Effects of wall surge on drag-based paddling and pumping at intermediate Reynolds number

Drag-based swimming is a common locomotive strategy at low to intermediate Reynolds numbers; in this regime, organisms often use multiple flexible appendages in close proximity to modulate forces and improve efficiency. Ctenophores, a marine zooplankton and the largest known organisms to use cilia for locomotion, exemplify this strategy. These cm-scale animals propel themselves via the metachronal motion of paddle-like bundles of mm-scale cilia (ctenes), which are organized into rows along a curved body surface. In-situ observations reveal that the deformable body wall under the ctenes carries a traveling wave at the same frequency as the beating propulsors, such that the ctene base moves orthogonally to the direction of oscillation (surge). However, it remains unclear whether this substrate motion is a passive response to the pressure field generated by the overlying ctenes, or an active mechanism employed to enhance hydrodynamic performance. To evaluate the role of a surging substrate during drag-based paddling, we designed a robotic system that mimics the coupled motion of a ctene and its underlying deformable body wall. The oscillating and surging motions of a high aspect ratio paddle are controlled by a synchronized servomotor and linear actuator, respectively. A flexible sheet, deforming as the paddle surges, simulates the ctenophore’s body surface.

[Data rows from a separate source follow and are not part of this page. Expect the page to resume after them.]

PR #10918, opened 2022-04-29
V3.6.0 add instanced particle

zxx43:
Re: #

Changelog:
 *


cocos/particle/renderer/particle-system-renderer-base.ts
```diff
@@ -60,16 +60,28 @@ export interface IParticleSystemRenderer {
...
+    setUseInstance (value: boolean): void;
+    getUseInstance (): boolean;
 }
 
 export abstract class ParticleSystemRendererBase implements IParticleSystemRenderer {
     protected _particleSystem: any = null;
     protected _model: ParticleBatchModel | null = null;
     protected _renderInfo: ParticleSystemRenderer | null = null;
     protected _vertAttrs: Attribute[] = [];
+    protected _useInstance;
```
star-e: lint problem

star-e, line 72: lint problem

star-e:
Currently we have used _useInstance to differ plain/instanced rendering strategies. It is ok for current situation.
However, if we need to add new features in the future, ParticleBatchModel will need some refactoring.

zxx43:
> Currently we have used _useInstance to differ plain/instanced rendering strategies. It is ok for current situation. However, if we need to add new features in the future, ParticleBatchModel will need some refactoring.

Split current ParticleBatchModel into BatchModel & InstanceModel

star-e (approved):

Issue #10840, opened 2022-04-22
v3.5 api-task


UniqueDisplayNameIsInUse:
- [x]  中文版显示为英文注释
- [x]  有索引列表，注释过长时，会被遮挡  如 Macro（Window10 + Chrome 测试未发现该问题，需在Mac+Safari下测试）
- [x]  英文版有中文翻译，例如： degreesToRadians，每个页面仅展示 1 个图片。
1. https://test-docs.cocos.com/creator/3.5/api/en/class/Graphics
![image](https://user-images.githubusercontent.com/97574620/164616221-985c13da-5eeb-40db-a07b-433790839a28.png)
2.https://test-docs.cocos.com/creator/3.5/api/en/class/UI  
![image](https://user-images.githubusercontent.com/97574620/164616658-cd7e5e16-bed4-4a39-b48c-a0cc844f896e.png)
3.https://test-docs.cocos.com/creator/3.5/api/en/class/UITransform
![image](https://user-images.githubusercontent.com/97574620/164616999-18a85db5-ff4c-435c-9e8f-cae766c10fba.png)
4.https://test-docs.cocos.com/creator/3.5/api/en/class/Mesh
![image](https://user-images.githubusercontent.com/97574620/164617379-67bf2c3b-b515-422e-a350-cbc330b45d0f.png)
5.https://test-docs.cocos.com/creator/3.5/api/en/class/SkelAnimDataHub
![image](https://user-images.githubusercontent.com/97574620/164617554-6e99c3c0-5ab4-41f5-8da8-fff8dcd39564.png)
6.https://test-docs.cocos.com/creator/3.5/api/en/class/SkeletalAnimation
![image](https://user-images.githubusercontent.com/97574620/164617605-c27ead69-00ed-4a1f-bfb4-1798eed05dd1.png)
7.https://test-docs.cocos.com/creator/3.5/api/en/class/SkinnedMeshBatchRenderer
![image](https://user-images.githubusercontent.com/97574620/164617753-fe474709-1f7f-4bec-8572-3c649358950c.png)
8.https://test-docs.cocos.com/creator/3.5/api/en/class/SkinnedMeshRenderer
![image](https://user-images.githubusercontent.com/97574620/164617893-a1eeb65a-72d3-427e-957f-1db6b7344923.png)
9.https://test-docs.cocos.com/creator/3.5/api/en/namespace/geometry.distance
[...]

PR #10928, opened 2022-05-05
try fix doc problem

star-e:
Try fixing gfx doc problem.

Changelog:
 * added en/zh comment to gfx/base/define.ts


minggo (approved):

pandamicro:
https://github.com/cocos/cocos-engine/issues/10840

Using Particle Image Velocimetry (PIV), we explored the hydrodynamic effects of a range of phase delays between the paddle’s oscillation and surge, as well as the orthogonal surging distance, on the generated flow. We show that the surging distance and phase delay interact to both attenuate and augment force production, depending on their timing. Significantly, the most effective phase delay for thrust augmentation in our robotic model aligns with the phase delay observed in living ctenophores. This suggests that surging substrate deformation in ctenophores may be an active component of their propulsive strategy to improve efficiency and performance. More broadly, our results emphasize the potential contribution of surging movement in drag-based swimming in general, particularly for highly flexible and deformable organisms as well as bioinspired robots, vehicles, and devices that use similar strategies.